I found this thread while searching for grafana timerange but in alertmanager templates. This is my solution, maybe it helps someone else:
&time={{- (index .Alerts 0).StartsAt.Unix -}}000&time.window=600000
Guys I needed StartsAt - 10m
This
{{ (.StartsAt.Add -600000000000 ).Unix }}000
Did the trick for me with Grafana.
Logs: <{{ $.ExternalURL }}/explore?orgId=1&left=%5B%22{{ (.StartsAt.Add -600000000000 ).Unix }}000%22,%22{{if eq .Status "firing" }}now{{ else }}{{ .EndsAt.Unix }}000{{ end }}%22,%22Loki%22,%7B%22expr%22:%22{{ urlquery .Annotations.logsExpr | reReplaceAll "\+" "%20" | reReplaceAll "%5C" "%5C%5C" | reReplaceAll "%22" "%5C%22" }}%22%7D%5D|:chart_with_upwards_trend: Graph>
I also use {{.StartsAt.Add -600000000000.Unix}}000
.
I think we can close this issue.
I think it makes sense to document the workaround in the official documentation as it isn't obvious for most people.
I have spent many hours finding this issue and workarounds. So I think definitely that official docs should be updated with examples and tips. Linking to the Grafana dashboard with time range is crucial.

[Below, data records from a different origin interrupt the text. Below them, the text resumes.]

PR #436, opened 2026-07-16
Add cross-request LRU prompt cache (PromptTrie + byte-bounded eviction)

GoodOlClint:
## Proposed changes

Swift only reuses a KV cache within a single `ChatSession`. A new request whose prompt shares a prefix with an earlier one re-processes that prefix from scratch. Python `mlx_lm` has had a cross-request store for exactly this — `PromptTrie` + `LRUPromptCache` in `mlx_lm/models/cache.py`, used by `server.py` — and this ports it to Swift.

### What's added

- **`KVCache.nbytes`** (`Libraries/MLXLMCommon/KVCache.swift`) — byte accounting, the prerequisite for any byte-bounded policy. Every Python cache implements `nbytes`; no Swift cache did. The basis is the *allocated* (step-rounded) buffers from `innerState()`, not the offset-sliced `state`, matching Python's `KVCache.nbytes`.

  It is declared as an `open var` on `BaseKVCache` rather than left to the protocol-extension default, so subclasses get a dynamically-dispatched override point. (A protocol-extension default becomes the witness at `BaseKVCache`'s conformance and a subclass property would only shadow it statically.)
- **`PromptTrie`** — prefix trie returning the nearest stored sequence: `exact` / `shorter` / `longer`, plus the common-prefix length.
- **`LRUPromptCache`** — the store itself: `fetchNearestCache` (returns a deep copy plus the token remainder still to process), prefix trim-reuse, `maxSize` / `maxBytes` eviction, type-aware eviction ordering (`assistant` → `user` → `system`, so system prompts survive longest), and `statsByType()`.

### Two Python bugs fixed at port time

The port deliberately does not inherit two bugs still open in the Python implementation — reported in ml-explore/mlx-lm#1495 and fixed there by ml-explore/mlx-lm#1496:

1. A value stored at a single-token prefix never matched (`search` used `> 0` where `>= 0` is correct).
2. Eviction ignored fetch recency, making the store FIFO rather than truly LRU.

Both are pinned by regression tests (`PromptTrieTests`, `LRUPromptCacheTests`).

### Scope / notes

- **No existing behavior changes.** This adds new types plus one protocol requirement that ships with a default implementation. Nothing is wired into `ChatSession` / `Evaluate` — that is deliberate, to keep this reviewable on its own and to stay out of the way of #370, which approaches prefix reuse at the `ChatSession` level. The two are complementary rather than competing: #370 adds `supportsStaticPrefixReuse` and this adds `nbytes`; both touch only the `KVCache` protocol block, so they should merge cleanly in either order.
- `LRUPromptCache` is a non-`Sendable` `final class`, mirroring Python's single-server-thread assumption. Cross-task consumers wrap it in `SerialAccessContainer`, as `ChatSession` already does elsewhere.

## Checklist

### DIFF
--- a/Libraries/MLXLMCommon/PromptCache/LRUPromptCache.swift
+++ b/Libraries/MLXLMCommon/PromptCache/LRUPromptCache.swift
@@ -1,0 +1,219 @@
+// Copyright © 2025 Apple Inc.
+
+import Foundation
+
+/// Cross-request LRU prompt cache: keeps recently-used KV caches keyed by
+/// `(model, tokens)` and, for a new prompt, returns the nearest reusable cache
+/// plus the token remainder still to be processed.
+///
+/// Direct port of Python `mlx_lm`'s `LRUPromptCache` (`mlx_lm/models/cache.py`).
+/// It also carries fixes for two bugs still open in the Python implementation,
+/// reported in ml-explore/mlx-lm#1495 and fixed there by ml-explore/mlx-lm#1496:
+///
+/// - a value stored at a single-token prefix is now returned
+///   (``PromptTrie/search(model:tokens:)`` uses `lastIndex >= 0`).
+/// - fetching a cache refreshes its LRU recency, so the store is truly
+///   least-recently-*used* rather than FIFO. See ``fetchNearestCache(model:tokens:)``.
+///
+/// Eviction is type-aware: entries are ordered `assistant` → `user` → `system`,
+/// and the eviction policy sheds the most-populous higher-churn class first, so
+/// system prompts survive longest.
+///
+/// This is a plain non-`Sendable` `final class`, mirroring Python's
+/// single-server-thread assumption. Cross-task consumers must wrap an instance
+/// in a `SerialAccessContainer` (see `Utilities/SerialAccessContainer.swift`).
+public final class LRUPromptCache<Model: Hashable> {
+
+    /// One stored cache plus its byte size and type.
+    public struct CacheEntry {
+        public var promptCache: [KVCache]
+        public var nbytes: Int
+        public var cacheType: String
+    }
+
+    /// Per-type sequence statistics returned by ``statsByType()``.
+    public struct TypeStats {
+        public let sequences: Int
+        public let bytes: Int
+    }
+
+    /// Type-partitioned recency lists. Newest is appended; oldest is `first`.
+    private final class CacheOrder {
+        let ordering: [String]
+        var lrus: [String: [(Model, [Int])]]
+
+        init(ordering: [String] = ["assistant", "user", "system"]) {
+            self.ordering = ordering
+            self.lrus = Dictionary(uniqueKeysWithValues: ordering.map { ($0, []) })
+        }
+
+        var count: Int { lrus.values.reduce(0) { $0 + $1.count } }
+
+        func count(ofType cacheType: String) -> Int { lrus[cacheType]?.count ?? 0 }
+
+        func push(model: Model, tokens: [Int], cacheType: String = "assistant") {
+            lrus[cacheType, default: []].append((model, tokens))
+        }
+
+        func remove(model: Model, tokens: [Int]) {
+            for cacheType in ordering {
+                if let idx = lrus[cacheType]!.firstIndex(where: {
+                    $0.0 == model && $0.1 == tokens
+                }) {
+                    lrus[cacheType]!.remove(at: idx)
+                    return
+                }
+            }
+        }
+
+        /// Evict the least-recently-used entry from the most-populous
+        /// higher-churn class (assistant before user before system).
+        func pop() -> (Model, [Int]) {
+            var i = 0
+            while i + 1 < ordering.count {
+                let a = lrus[ordering[i]]!
+                let b = lrus[ordering[i + 1]]!
+                if !a.isEmpty && a.count >= b.count {
+                    return lrus[ordering[i]]!.removeFirst()
+                }
+                i += 1
+            }
+            return lrus[ordering[i]]!.removeFirst()
+        }
+    }
+
+    public let maxSize: Int
+    public let maxBytes: Int
+
+    private let trie = PromptTrie<Model, CacheEntry>()
+    private let lru = CacheOrder()
+    private var totalBytes = 0
+    private var bytesByType: [String: Int]
+
+    public init(maxSize: Int = 10, maxBytes: Int = Int.max) {
+        self.maxSize = maxSize
+        self.maxBytes = maxBytes
+        self.bytesByType = Dictionary(uniqueKeysWithValues: lru.ordering.map { ($0, 0) })
+    }
+
+    /// Number of stored sequences.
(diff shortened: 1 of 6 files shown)


Libraries/MLXLMCommon/PromptCache/LRUPromptCache.swift
```diff
@@ -0,0 +1,219 @@
...
+///   least-recently-*used* rather than FIFO. See ``fetchNearestCache(model:tokens:)``.
+///
+/// Eviction is type-aware: entries are ordered `assistant` → `user` → `system`,
+/// and the eviction policy sheds the most-populous higher-churn class first, so
+/// system prompts survive longest.
+///
+/// This is a plain non-`Sendable` `final class`, mirroring Python's
+/// single-server-thread assumption. Cross-task consumers must wrap an instance
+/// in a `SerialAccessContainer` (see `Utilities/SerialAccessContainer.swift`).
+public final class LRUPromptCache<Model: Hashable> {
```
davidkoski, line 25: What would be the type for `Model` in a typical system?  A String for the hugginface model id?

Libraries/MLXLMCommon/PromptCache/LRUPromptCache.swift
```diff
@@ -0,0 +1,219 @@
...
+        public let sequences: Int
+        public let bytes: Int
+    }
+
+    /// Type-partitioned recency lists. Newest is appended; oldest is `first`.
+    private final class CacheOrder {
+        let ordering: [String]
+        var lrus: [String: [(Model, [Int])]]
+
+        init(ordering: [String] = ["assistant", "user", "system"]) {
```
davidkoski, line 45: I wonder if the ordering should be an enum?  This is all private and nothing seems to supply a custom order.  Some functions, like `push()`, take a cacheType (which looks like a member of `ordering`).  Other functions, like `remove()`, enumerate the fixed `ordering` and would ignore other values (if present).

davidkoski: I think this is meant to match `Chat.Message.Role`, right?  `tool` is present there.

Libraries/MLXLMCommon/PromptCache/LRUPromptCache.swift
```diff
@@ -0,0 +1,219 @@
...
+            return (entry.promptCache.map { $0.copy() }, Array(tokens[shortLength...]))
+        }
+
+        return (nil, tokens)
+    }
+
+    /// Insert `cache` at `tokens` for `model`, updating byte accounting, purging
+    /// now-redundant prefixes of a trimmable cache, and evicting to satisfy the
+    /// size/byte limits.
+    public func insertCache(
```
davidkoski, line 146: I think this has to make a copy of the KVCache on the way in -- these are mutable reference types and will move forward as they are used (mutating what lives in the cache).

`main` has moved ahead quite a bit on KVCache -- I wonder if this would be better using `KVCacheStorage`?

Libraries/MLXLMCommon/PromptCache/LRUPromptCache.swift
```diff
@@ -0,0 +1,219 @@
...
+    /// Every hit refreshes the matched entry's LRU recency (upstream fix ml-explore/mlx-lm#1496).
+    public func fetchNearestCache(model: Model, tokens: [Int]) -> (
+        cache: [KVCache]?, remainder: [Int]
+    ) {
+        let result = trie.search(model: model, tokens: tokens)
+
+        if let exact = result.exact {
+            let entry = trie.get(model: result.model, tokens: exact)
+            refreshRecency(model: result.model, tokens: exact, cacheType: entry.cacheType)
+            return (entry.promptCache.map { $0.copy() }, [])
```
davidkoski, line 118: This may not work with LLMModel.prepare -- it will return `.tokens(y)` where y is this empty array.  The callers may not be able to handle that.  It could be an issue in the LLMModel/token code or perhaps an issue here.  The code below seems to leave one token in place: `prefix = min(tokens.count - 1, result.commonPrefix)`

Libraries/MLXLMCommon/PromptCache/LRUPromptCache.swift
```diff
@@ -0,0 +1,219 @@
...
+/// system prompts survive longest.
+///
+/// This is a plain non-`Sendable` `final class`, mirroring Python's
+/// single-server-thread assumption. Cross-task consumers must wrap an instance
+/// in a `SerialAccessContainer` (see `Utilities/SerialAccessContainer.swift`).
+public final class LRUPromptCache<Model: Hashable> {
+
+    /// One stored cache plus its byte size and type.
+    public struct CacheEntry {
+        public var promptCache: [KVCache]
```
davidkoski, line 29: This probably needs `LMOutput.State` as well -- quite a few models are using this for per-token state management and it is expected to be passed in for the next token.  If we broke this on turns I think we would be OK.

Libraries/MLXLMCommon/PromptCache/LRUPromptCache.swift
```diff
@@ -0,0 +1,219 @@
...
+    /// Total bytes held across all stored caches.
+    public var nbytes: Int { totalBytes }
+
+    /// Fetch the nearest reusable cache for `tokens`, returning a deep copy plus
+    /// the token remainder the caller still needs to process. Returns `(nil,
+    /// tokens)` on a total miss.
+    ///
+    /// Every hit refreshes the matched entry's LRU recency (upstream fix ml-explore/mlx-lm#1496).
+    public func fetchNearestCache(model: Model, tokens: [Int]) -> (
+        cache: [KVCache]?, remainder: [Int]
```
davidkoski, line 111: For VLMs we would need to be careful _which_ tokens we were processing.  Would it hook in right after the `applyChatTemplate`?  That is `[Int]`:

```swift
    public func prepare(input: UserInput) async throws -> LMInput {
        // Use structured content message generator for Gemma3's chat template
        let messages = Qwen2VLMessageGenerator().generate(from: input)

        var promptTokens = try tokenizer.applyChatTemplate(
            messages: messages, tools: input.tools,
            additionalContext: input.additionalContext)
```

Or would it consume `LMInput`, which has `<image>` tokens in it according to the image size, but not the contents.  The `processedImage` is separate from the tokens and is mixed in (potentially) here:

```swift
    func prepare(_ input: LMInput, cache: [KVCache], state: LMOutput.State?, windowSize: Int?)
        throws -> PrepareResult
```

This isn't integrated so I can't tell for sure how it fits in, but since it comes from mlx-lm (LLMs only) I wonder if it considers this case?

davidkoski (changes requested):
See comments.  I think there are a lot of edge cases that need covering here (and some of them are new since you made the PR -- my fault for not reviewing earlier).  The VLM is likely trouble and LMOutput.State might be an issue.  For sure this needs to store copies in the cache.

If you are interested in moving this forward, please rebase and take a look at KVCacheStorage and friends.

Thanks!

But what would be even better is to have variables and functions to support this functionality.
Thanks to all contributing with useful workarounds!

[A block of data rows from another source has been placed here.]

PR #437, opened 2026-07-16
Make BaseKVCache.ropeOffset overridable

GoodOlClint:
## Proposed changes

`BaseKVCache` does not declare `ropeOffset`, so the `KVCache` extension default (`.scalar(offset)`) is bound as the protocol witness at its conformance. A subclass that declares a property of the same name only shadows it statically — every access through a `KVCache` reference still resolves to `.scalar(offset)` and silently ignores the subclass.

That reference is the normal access path: models read the offset off a `KVCache`, e.g.

```swift
let offset = cache?.ropeOffset
```

Nothing in the tree overrides `ropeOffset` today, so **this changes no current behavior**. But `BaseKVCache` is `open`, and this is a trap for any cache that needs a non-scalar offset: a batched cache returning a per-row `.batch(...)` compiles cleanly, is then ignored, and every row silently gets the same scalar offset. That is a wrong-numbers bug with no compile-time signal, and it is the kind of cache several in-flight PRs need (e.g. #263's batched caches, and custom caches along the lines of #232 / #329).

### Fix

Declare `ropeOffset` as an `open` class property on `BaseKVCache` with the same `.scalar(offset)` default, so it is the real witness and subclasses get a dynamically-dispatched override point.

This is the same reason `state`, `isTrimmable`, and `update(keys:values:)` are already declared on `BaseKVCache` rather than left to extension defaults.

### Test

The test subclasses `BaseKVCache`, overrides `ropeOffset` with a per-row `.batch(...)`, and reads it back through a `KVCache` reference — the path models actually use.

It discriminates in both directions:

- **without** this change it does not compile — `error: property does not override any property from its superclass`, which is precisely the defect being fixed (you cannot override it at all);
- **with** it, the override is honored through the protocol reference and the test passes.

## Checklist

- [ ] I have updated the necessary documentation (if needed) — no doc changes needed; the new property is documented inline

### DIFF
--- a/Libraries/MLXLMCommon/KVCache.swift
+++ b/Libraries/MLXLMCommon/KVCache.swift
@@ -174,6 +174,10 @@ open class BaseKVCache: KVCache {
     public var offset: Int = 0
     public var maxSize: Int? { nil }
 
+    /// RoPE offset for this cache. `open` so subclasses can return a non-scalar
+    /// offset (e.g. a batched cache's per-row `.batch(...)`).
+    open var ropeOffset: RoPEOffset { .scalar(offset) }
+
     public func innerState() -> [MLXArray] { [] }
 
     open func update(keys: MLXArray, values: MLXArray) -> (MLXArray, MLXArray) {
--- a/Tests/MLXLMTests/KVCacheTests.swift
+++ b/Tests/MLXLMTests/KVCacheTests.swift
@@ -753,3 +753,28 @@ func preservesScoreDtype() {
         #expect(out.asType(.float32).sum().item(Float.self).isFinite)  // no -inf → NaN
     }
 }
+
+// MARK: - ropeOffset overridability
+
+/// A `BaseKVCache` subclass reporting a per-row RoPE offset, as a batched cache does.
+private final class BatchOffsetProbeCache: BaseKVCache {
+    override var ropeOffset: RoPEOffset { .batch(MLXArray([10, 20])) }
+
+    override func update(keys: MLXArray, values: MLXArray) -> (MLXArray, MLXArray) {
+        (keys, values)
+    }
+}
+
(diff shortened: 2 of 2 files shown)


Libraries/MLXLMCommon/KVCache.swift
```diff
@@ -174,6 +174,17 @@ open class BaseKVCache: KVCache {
...
 
+    /// RoPE offset for this cache. Declared as an `open` class property rather than
+    /// left to the ``KVCache`` extension default so that subclasses can override it
+    /// with dynamic dispatch — e.g. a batched cache returning a per-row `.batch(...)`.
+    ///
+    /// Without this declaration the extension default becomes the protocol witness at
+    /// `BaseKVCache`'s conformance, and a subclass property of the same name only
+    /// shadows it statically: any access through a ``KVCache`` reference (which is how
+    /// models read it) still resolves to `.scalar(offset)`, silently ignoring the
+    /// subclass.
```
davidkoski: Change looks good, but this comment might be better as a PR comment than a comment in the code -- I think this is exactly the property that people would expect.  See what you think.

GoodOlClint: Good call — trimmed it to a one-liner in fdd4fbd. Agreed it's the property people would expect; here's the "why `open`" for the record:

`BaseKVCache` didn't declare `ropeOffset` at all, so the `KVCache` extension default (`.scalar(offset)`) is bound as the witness at conformance. A subclass declaring its own `ropeOffset` only shadows it statically — reads through a `KVCache` reference (how models get it, `cache?.ropeOffset`) still resolve to `.scalar`, so the override is silently ignored. Declaring it `open` on `BaseKVCache` makes it the real, dynamically-dispatched witness. Same reason `state` / `isTrimmable` / `update` are already declared there rather than left to extension defaults.

davidkoski (approved):
Looks good, thank you!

There's still no basic math available, though.
There are no integer or decimal fields in the template data as far as I can tell, so in what situations would having Math functions be useful? (template.go#L296-L317)

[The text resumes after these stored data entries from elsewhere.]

PR #438, opened 2026-07-17
Fix FoundationModels API drift and the integration tests that no longer compiled

thechriswebb:
## Summary

The current FoundationModels SDK (macOS, iOS, and visionOS 27) changed its generation API. Our MLXFoundationModels integration tests were written against the older API and no longer compiled against it. This change finishes adapting to the new API and gets the integration tests building and running again, without changing how the model behaves in a shipping app.

## Background

Two parts of the FoundationModels generation API moved:

- Some type and case names were renamed. The cherry-picked groundwork this branch builds on (see below) already started tracking those.
- The values the framework uses to stream a response (generated text, tool calls, usage, and metadata) became opaque. Code that receives them can see that something was produced but can no longer read what it was.

The integration tests depended on the old names and on reading those streamed values directly. After the API moved, they failed to compile, and even once the names were fixed they had no way left to check the actual generated content.

## What this changes

1. A test-only way to observe generation. Every point where the model sends an event to the framework now goes through one of a few shared helpers. Each helper does two things: it sends to the framework exactly as before, and, if a test has asked to observe, it also hands over a plain, readable copy of the same event. Nothing observes in a normal build, so the framework receives the identical calls it always did and runtime behavior is unchanged.

2. The test stream now hands tests these readable events. It also quietly reads and discards the framework's opaque events, which is still necessary so that sending into the framework does not stall.

3. The integration test suites (text generation, reasoning, tool calling, and guided generation) now build against the new API and read these readable events instead of the framework's opaque values.

4. A stale documentation comment is corrected.

## Effect on shipping code

None. Nothing observes generation unless a test opts in, and the calls made to the framework are unchanged. This is test-only support: it makes the existing tests compile and run again on the current SDK, and does not alter how the model generates for real users.

## Dependency on an earlier PR, and rebasing

~~This work builds directly on Charlie Le's PR #431, which begins adapting to the drifted FoundationModels API (notably the renamed SamplingMode case names). I cherry-picked its three commits at the start of this work, so everything here is stacked on top of them.~~

~~PR #431 has not yet merged. Until it does, this branch should be reviewed and merged relative to #431, not main. Once #431 lands, this branch will most likely need to be rebased onto main before it can go in.~~

Given that #431 was just merged, I've since rebased. This should be good-to-go.

## Testing

I ran the MLXFoundationModels integration suites locally to validate.

### DIFF
--- a/IntegrationTesting/IntegrationTestingTests/MLXFoundationModelsIntegration/GuidedGeneration/GenerableRoundTripTests.swift
+++ b/IntegrationTesting/IntegrationTestingTests/MLXFoundationModelsIntegration/GuidedGeneration/GenerableRoundTripTests.swift
@@ -33,10 +33,8 @@ struct GenerableRoundTripTests {
         let stream = try await executeResponse(executor, request: request, model: model)
         var text = ""
         for try await event in stream {
-            if let response = event as? LanguageModelExecutorGenerationChannel.Response,
-                case .appendText(let delta) = response.action
-            {
-                text += delta.content
+            if case .appendText(let chunk, _, .response) = event {
+                text += chunk
             }
         }
         return text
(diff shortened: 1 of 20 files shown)


davidkoski (approved):
Changes look good, thank you!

@grobinson-grafana there is {{ $value }}
, take for example kube_job_status_start_time
and you could use that value (unix ts) to generate a link to logs with sensible timestamp bounds
@nikita2206 There is $value
in Prometheus. However, this issue is talking about Alertmanager, and there is no $value
in Alertmanager as far as I know?
@grobinson-grafana To be more specific, here is my use case: (including the workaround)
- alert: KubeCronJobFailing2Hours
expr: |
(kube_job_failed{condition="true"} > 0)
* on (job_name) group_right ()
label_replace(kube_job_owner{owner_kind="CronJob"}, "cronjob", "$0", "owner_name", ".*")
* on (job_name) group_left ()
kube_job_status_start_time
unless on (cronjob)
label_replace(
present_over_time(kube_job_status_completion_time[2h]),
"cronjob", "$1", "job_name", "^(.+)-\\d+$")
annotations:
type: Job
cronjob: "{{ $labels.cronjob }}"
message: >
CronJob `{{ $labels.cronjob }}` is failing and hasn't completed successfully for at least 2 hours,
last attempt was at {{ $value | humanizeTimestamp }},
<https://logs-backend.internal/logs?filter=trace-id%3D%27{{ $labels.job_name }}%27&startTime={{ (printf "vector(%f - 10)" .Value) | query | first | value | printf "%.0f" }}&endTime={{ (printf "vector(%f + 1800)" .Value) | query | first | value | printf "%.0f" }}|logs here>.
As you can see, I would like to include a link to the logs, which needs time bounds. Sensible time bounds, given that the start timestamp of the Job is known, would be something like '10 seconds before the job started' until '30 minutes after the job started'.